··· INPUT FOR THIS TASK ···

PR #2214, opened 2025-07-31
Update the 'pipsupported' version to 25.2

sirosen:
Update the 'pipsupported' build, now that there's a new release.

##### Contributor checklist

##### Maintainer checklist

### DIFF
--- a/changelog.d/2214.contrib.md
+++ b/changelog.d/2214.contrib.md
@@ -1,0 +1,1 @@
+`pip-tools` now tests on and officially supports `pip` version 25.2 .
--- a/changelog.d/2214.contrib.md
+++ b/changelog.d/2214.contrib.md
@@ -1,1 +1,1 @@
-`pip-tools` now tests on and officially supports `pip` version 25.2 .
+`pip-tools` now tests on and officially supports `pip` version 25.2 -- by :user:`sirosen`.
--- a/tox.ini
+++ b/tox.ini
@@ -15,7 +15,7 @@ extras =
     coverage: coverage
 deps =
     pipsupported: pip == 24.3.1 ; python_version < "3.9"
-    pipsupported: pip == 25.1.1 ; python_version >= "3.9"
+    pipsupported: pip == 25.2 ; python_version >= "3.9"
     pipsupported: setuptools <= 80.0
 
     piplowest: pip == 22.2.* ; python_version < "3.12"


webknjaz:
Do we have pip unpinned in RTD / Sphinx land?

webknjaz:
By the way, there was talk about rephrasing the tox factors. I think @hugovk mentioned it being confusing.. But that would be a separate PR, of course.

sirosen:
> Do we have pip unpinned in RTD / Sphinx land?

Yeah, it looks like it. I'm surprised by it, but I'll take a look. Maybe just fold it into this fix, since it's "also pinning `pip`".

webknjaz:
Oh.. RTD is still configured with their control.

Could you convert it to use this config instead https://github.com/sphinx-contrib/sphinxcontrib-towncrier/blob/27bdb93/.readthedocs.yaml, in a separate PR?

This also requires a small change in tox: https://github.com/ansible/awx-plugins/blob/c4180cd/tox.ini#L373-L394

webknjaz:
> I'm surprised by it

I bet the GHA job doesn't fail only because the wheels are cached and the installer doesn't bother to look for newer ones. Looking at `docs/requirements.txt`, `pip` isn't pinned in there because `docs/requirements.in` doesn't actually include `.`. But since `sphinx.ext.autodoc` would attempt importing various bits of `piptools`, it makes sense that it hit a change related to the pip 25.2 release.

changelog.d/2214.contrib.md
```diff
@@ -0,0 +1 @@
+`pip-tools` now tests on and officially supports `pip` version 25.2 .
```
jayaddison: NB: I think a byline may be missing here?  (noticed during preparation of #2217)

```suggestion
`pip-tools` now tests on and officially supports `pip` version 25.2 .
 -- by {user}`sirosen`
```

webknjaz: Strictly speaking, it's not mandatory. But yes, it could be added if Stephen wants. Another bit that caught my eye is a stray whitespace before the trailing period..

Note that if byline is standalone, it doesn't need a leading whitespace.

jayaddison: Perhaps we could avoid the padding space by applying some rephrasing:

```suggestion
`pip-tools` now tests on and officially supports version 25.2 of `pip`.
```

(I don't like placing decimal-point-delimited version numbers next to a full-stop, either)

sirosen: I like the idea (yes, I find it awkward to put punctuation right next to an unadorned version number), but it turned out not to be necessary after adding a byline.

sirosen: I don't mind always including the byline if it helps us keep the style consistent for contributor PRs.

I have a couple of projects in which I give "`Thanks @user`" for 3rd party contributions and not for maintainer-driven changes, which is probably the habit that led to not having one here.

sirosen:
I've given this a rebase to try to get things in order for us to do a 7.5.1 release.

Also addressed the feedback by adding a byline. (And if you look at the PR history, you'll see that I got the co-authorship wrong at first and amended it. :sweat_smile: )

webknjaz (approved):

···

# WHAT YOU ARE ASKED TO DO:
An unaltered transcription of all the data above is needed.

# RESULT BELOW:
PR #2214, opened 2025-07-31
Update the 'pipsupported' version to 25.2

sirosen:
Update the 'pipsupported' build, now that there's a new release.

##### Contributor checklist

##### Maintainer checklist

### DIFF
--- a/changelog.d/2214.contrib.md
+++ b/changelog.d/2214.contrib.md
@@ -1,0 +1,1 @@
+`pip-tools` now tests on and officially supports `pip` version 25.2 .
--- a/changelog.d/2214.contrib.md
+++ b/changelog.d/2214.contrib.md
@@ -1,1 +1,1 @@
-`pip-tools` now tests on and officially supports `pip` version 25.2 .
+`pip-tools` now tests on and officially supports `pip` version 25.2 -- by :user:`sirosen`.
--- a/tox.ini
+++ b/tox.ini
@@ -15,7 +15,7 @@ extras =
     coverage: coverage
 deps =
     pipsupported: pip == 24.3.1 ; python_version < "3.9"
-    pipsupported: pip == 25.1.1 ; python_version >= "3.9"
+    pipsupported: pip == 25.2 ; python_version >= "3.9"
     pipsupported: setuptools <= 80.0
 
     piplowest: pip == 22.2.* ; python_version < "3.12"


webknjaz:
Do we have pip unpinned in RTD / Sphinx land?

webknjaz:
By the way, there was talk about rephrasing the tox factors. I think @hugovk mentioned it being confusing.. But that would be a separate PR, of course.

sirosen:
> Do we have pip unpinned in RTD / Sphinx land?

Yeah, it looks like it. I'm surprised by it, but I'll take a look. Maybe just fold it into this fix, since it's "also pinning `pip`".

webknjaz:
Oh.. RTD is still configured with their control.

Could you convert it to use this config instead https://github.com/sphinx-contrib/sphinxcontrib-towncrier/blob/27bdb93/.readthedocs.yaml, in a separate PR?

This also requires a small change in tox: https://github.com/ansible/awx-plugins/blob/c4180cd/tox.ini#L373-L394

webknjaz:
> I'm surprised by it

I bet the GHA job doesn't fail only because the wheels are cached and the installer doesn't bother to look for newer ones. Looking at `docs/requirements.txt`, `pip` isn't pinned in there because `docs/requirements.in` doesn't actually include `.`. But since `sphinx.ext.autodoc` would attempt importing various bits of `piptools`, it makes sense that it hit a change related to the pip 25.2 release.

changelog.d/2214.contrib.md
```diff
@@ -0,0 +1 @@
+`pip-tools` now tests on and officially supports `pip` version 25.2 .
```
jayaddison: NB: I think a byline may be missing here?  (noticed during preparation of #2217)

```suggestion
`pip-tools` now tests on and officially supports `pip` version 25.2 .
 -- by {user}`sirosen`
```

webknjaz: Strictly speaking, it's not mandatory. But yes, it could be added if Stephen wants. Another bit that caught my eye is a stray whitespace before the trailing period..

Note that if byline is standalone, it doesn't need a leading whitespace.

jayaddison: Perhaps we could avoid the padding space by applying some rephrasing:

```suggestion
`pip-tools` now tests on and officially supports version 25.2 of `pip`.
```

(I don't like placing decimal-point-delimited version numbers next to a full-stop, either)

sirosen: I like the idea (yes, I find it awkward to put punctuation right next to an unadorned version number), but it turned out not to be necessary after adding a byline.

sirosen: I don't mind always including the byline if it helps us keep the style consistent for contributor PRs.

I have a couple of projects in which I give "`Thanks @user`" for 3rd party contributions and not for maintainer-driven changes, which is probably the habit that led to not having one here.

sirosen:
I've given this a rebase to try to get things in order for us to do a 7.5.1 release.

Also addressed the feedback by adding a byline. (And if you look at the PR history, you'll see that I got the co-authorship wrong at first and amended it. :sweat_smile: )

webknjaz (approved):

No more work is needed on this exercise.